Congratulations Dr. Melissa Armstrong!

Congratulations to Dr. Melissa Armstrong on the publication of “White matter hyperintensities among Hispanic and non‐Hispanic Whites: the relevance of demographic, biological and non‐biological variables,” which appears in the December issue of Alzheimer’s and Dementia.

Abstract

Background

The severity of white matter hyperintensities (WMHs) is known to be linked to Alzheimer’s disease (AD) and vascular dementia. Ethno‐racial differences in how WMH volumes relate to cardiovascular (CV) risk factors or AD pathology have not yet been shown.
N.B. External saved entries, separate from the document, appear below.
PR #5022, opened 2023-03-21
[WIP] Extend OptionalGetElement

gramalingam:
### Description
Enable writing ONNX code equivalent to the following:
```
if OptionalHasElement(Bias):
   Y = X + OptionalGetElement(Bias)
else:
   Y = X
```
which is useful in authoring functions with optional inputs. Enable the idiom to handle both static-optional and dynamic-optional inputs uniformly.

Only 30% of U.S. studies have compared WMH severity between ethnic groups, with Hispanics included in only 17%. We analyzed the contributions of demographic, cultural, CV risk factors, and plasma and brain AD biomarkers to the severity of WMHs in Hispanics and non‐Hispanic Whites (Non‐HW).

Methods

Participants were from the 1Florida ADRC study, including 252 Hispanics and 172 Non‐HW (No Cognitive Impairment = 63, Non‐Amnestic Mild Cognitive Impairment = 49, Amnestic MCI = 233, Dementia = 79). Linear regression models used a quantified visual rating of MRI WMH volume as the dependent variable. Independent variables included ethnicity, age, sex, education level, CV factors (see bottom of Table 1 for listing these factors), hippocampal and cortical atrophy, amyloid PET status, and plasma p‐tau217. The Hispanic group also included Language proficiency and acculturation as individual predictors.

Results

No significant differences were observed in CV risk factors between ethnic groups (Table 1). In the entire group, individual predictors of higher WMH scores included older age, positive amyloid PET status, p‐tau217, severity of hippocampal and diffuse cortical atrophy, cognitive diagnosis, and higher CV risk scores (Table 2). Ethnicity, education, and sex were non‐significant. In the multiple regression model for the total sample, only age, hippocampal atrophy, and diffuse cortical atrophy remained significant predictors (Table 3). In the Hispanic group, only diffuse cortical atrophy was associated with WMH (language proficiency and acculturation were not significant predictors in the bivariate regression models; therefore, they were not included in the multiple regression model). Adjusted R² values were 0.153 for the whole sample and 0.150 for Hispanics.

Conclusion

The strongest predictors of WMHs were age and measures of atrophy but not cardiovascular risk. No differences in WMHs or CV risk factors were found between WH and NHW. Results suggest that WMHs are associated with neurodegeneration, regardless of ethnicity.